* WORK ORDER: Would you pull out every line of the material that contains the string "sender"?

:: TASK INPUT

PR #11713, opened 2021-05-27
Linting Manager bug fixes (DYN-3732, DYN-3733)

saintentropy:
### Purpose

This PR address two issues with the LintingManager API.  Specifically the following:

* Dynamo Graph type should be reset to "None" in the DropDown choice when switching to a graph that has no type set.  This can occur when a user 1) opens a new Graph by clicking "New", 2) opens a Dynamo file that does not have a Linter type set, or 3) opens a Dynamo file with a linter set that is not installed in the current Dynamo session.  This UX is accomplished by creating a `DefaultLinter` within the `LinterManager` and reseting the `ActiveLinter`to the default in the scenarios described.

* The linter Manager utilizes ObservableCollections in for the Results, `NodeIssues`, `GraphIssues` and `AffectedNodes`. All these collections are typically modified via the UI thread but not always.  For code patches that can be updated by threads other than the UI thread, the modifications to the collection must be Dispatched to the UI thread. 

### Declarations

### Reviewers

@BogdanZavu @SHKnudsen 

### FYIs

@mjkkirschner @nate-peters


src/DynamoCore/Linting/LinterManager.cs
```diff
@@ -20,8 +20,10 @@ namespace Dynamo.Linting
     public class LinterManager : NotificationObject, IDisposable
     {
         #region Private fields
+        private const string NONE_DESCRIPTOR_GUID = "7b75fb44-43fd-4631-a878-29f4d5d8399a";
         private readonly IExtensionManager extensionManager;
         private LinterExtensionDescriptor activeLinter;
+        internal LinterExtensionDescriptor DefaultDescriptor => new LinterExtensionDescriptor(NONE_DESCRIPTOR_GUID, Properties.Resources.NoneLinterDescriptorName);
```
BogdanZavu, line 26: Maybe definition of default descriptor should be in LinterExtensionDescriptor class as a static ?

src/DynamoCore/Linting/LinterManager.cs
```diff
@@ -52,12 +54,14 @@ public LinterExtensionDescriptor ActiveLinter
...
 
+                activeLinter = value;
+
                 if (TryGetLinterExtension(value, out linterExtension))
                 {
                     linterExtension.Activate();
                 }
 
-                activeLinter = value;
+                RaisePropertyChanged("ActiveLinter");
```
BogdanZavu, line 64: I think we can do the same thing for "AvailableLinters" - for the scenario when a new linter extension is part of a package install.

src/LintingViewExtension/LinterViewModel.cs
```diff
@@ -18,14 +19,12 @@ namespace Dynamo.LintingViewExtension
 {
     public class LinterViewModel : NotificationObject
     {
-        private const string NONE_DESCRIPTOR_GUID = "7b75fb44-43fd-4631-a878-29f4d5d8399a";
-
         #region Private Fields
         private static Uri linterViewHelpLink = new Uri("LintingViewExtension;LinterViewHelpDoc.html", UriKind.Relative);
         private LinterExtensionDescriptor activeLinter;
```
BogdanZavu, line 24: I think we can remove this member and rely solely on LinterManager for the ActiveLinter property

src/LintingViewExtension/LinterViewModel.cs
```diff
@@ -144,7 +134,7 @@ private void AddNewNodeIssue(string issueNodeId, string ruleId)
             var newIssue = new NodeRuleIssue(ruleId, GetLinterRule(ruleId) as NodeLinterRule);
             newIssue.AddAffectedNodes(new List<NodeModel> { issueNode });
 
-            NodeIssues.Add(newIssue);
+            this.dispatcher.Invoke(() => { NodeIssues.Add(newIssue); });
```
BogdanZavu, line 137: Should this.GraphIssues.Clear() & this.NodeIssues.Clear() be on dispatcher as well ?

src/LintingViewExtension/LintingViewExtension.cs
```diff
@@ -39,6 +39,8 @@ public override void Loaded(ViewLoadedParams viewLoadedParams)
             this.linterViewModel = new LinterViewModel(linterManager, viewLoadedParamsReference);
             this.linterView = new LinterView() { DataContext = linterViewModel };
 
+            linterViewModel.ActiveLinter = linterManager.ActiveLinter;
```
BogdanZavu, line 42: we can remove this if we rely on LinterManager direct access for ActiveLinter property

src/DynamoCore/Linting/LinterExtensionDescriptor.cs
```diff
@@ -20,5 +20,39 @@ public LinterExtensionDescriptor(string id, string name)
...
+        /// </summary>
+        /// <param name="obj"></param>
+        /// <returns></returns>
+        public override bool Equals(object obj)
+        {
+            if (obj == null)
+            {
+                return false;
+            }
+            if (!(obj is LinterExtensionDescriptor))
```
mjkkirschner, line 36: I think you could simplify this with `(if obj is LinterExtensionDescriptor other)`
https://docs.microsoft.com/en-us/dotnet/csharp/fundamentals/functional/pattern-matching#null-checks

src/DynamoCore/Linting/LinterManager.cs
mjkkirschner: nameof?

src/DynamoCore/Linting/LinterManager.cs
```diff
@@ -122,14 +134,18 @@ private void OnRuleEvaluated(IRuleEvaluationResult result)
                         if (storingResult.NodeIds != gRuleResult.NodeIds) 
                         {
                             // remove original result and replace with new one
-                            RuleEvaluationResults.Remove(storingResult);
-                            RuleEvaluationResults.Add(result);
+                            DynamoModel.OnRequestDispatcherInvoke(() =>
```
mjkkirschner, line 137: what would ever call this not from the UI thread? And if it's not the UI thread, could it be multiple other threads -  do you need to add concurrency controls around your collection changes?

src/DynamoCore/Models/DynamoModel.cs
```diff
@@ -891,6 +891,11 @@ protected DynamoModel(IStartConfiguration config)
                             {
                                 if (loadedExtension is IExtension)
                                 {
+                                    if (loadedExtension is LinterExtensionBase loadedLinter)
+                                    {
+                                        loadedLinter.InitializeBase(this.LinterManager);
```
mjkkirschner, line 896: what is this?

src/LintingViewExtension/LinterViewModel.cs
```diff
@@ -74,30 +73,21 @@ public List<LinterExtensionDescriptor> AvailableLinters
...
-        /// </summary>
-        public IList<LinterExtensionDescriptor> DefaultDescriptor { get => new List<LinterExtensionDescriptor> { defaultDescriptor }; }
-
         #endregion
 
         public LinterViewModel(LinterManager linterManager, ViewLoadedParams viewLoadedParams)
         {
             this.linterManager = linterManager ?? throw new ArgumentNullException(nameof(linterManager));
             this.viewLoadedParams = viewLoadedParams;
+            this.dispatcher = viewLoadedParams.DynamoWindow.Dispatcher;
```
mjkkirschner, line 82: this might be null... I think you should add `?` to all these calls or wrap them in a helper.

src/LintingViewExtension/LinterViewModel.cs
```diff
@@ -257,6 +247,12 @@ private void RuleEvaluationResultsCollectionChanged(object sender, NotifyCollect
             }
         }
 
+        private void OnLinterManagerPropertyChange(object sender, System.ComponentModel.PropertyChangedEventArgs e )
+        {
+            if (e.PropertyName == "ActiveLinter")
```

::::

* COMPLETED EXERCISE:
@@ -257,6 +247,12 @@ private void RuleEvaluationResultsCollectionChanged(object sender, NotifyCollect
+        private void OnLinterManagerPropertyChange(object sender, System.ComponentModel.PropertyChangedEventArgs e )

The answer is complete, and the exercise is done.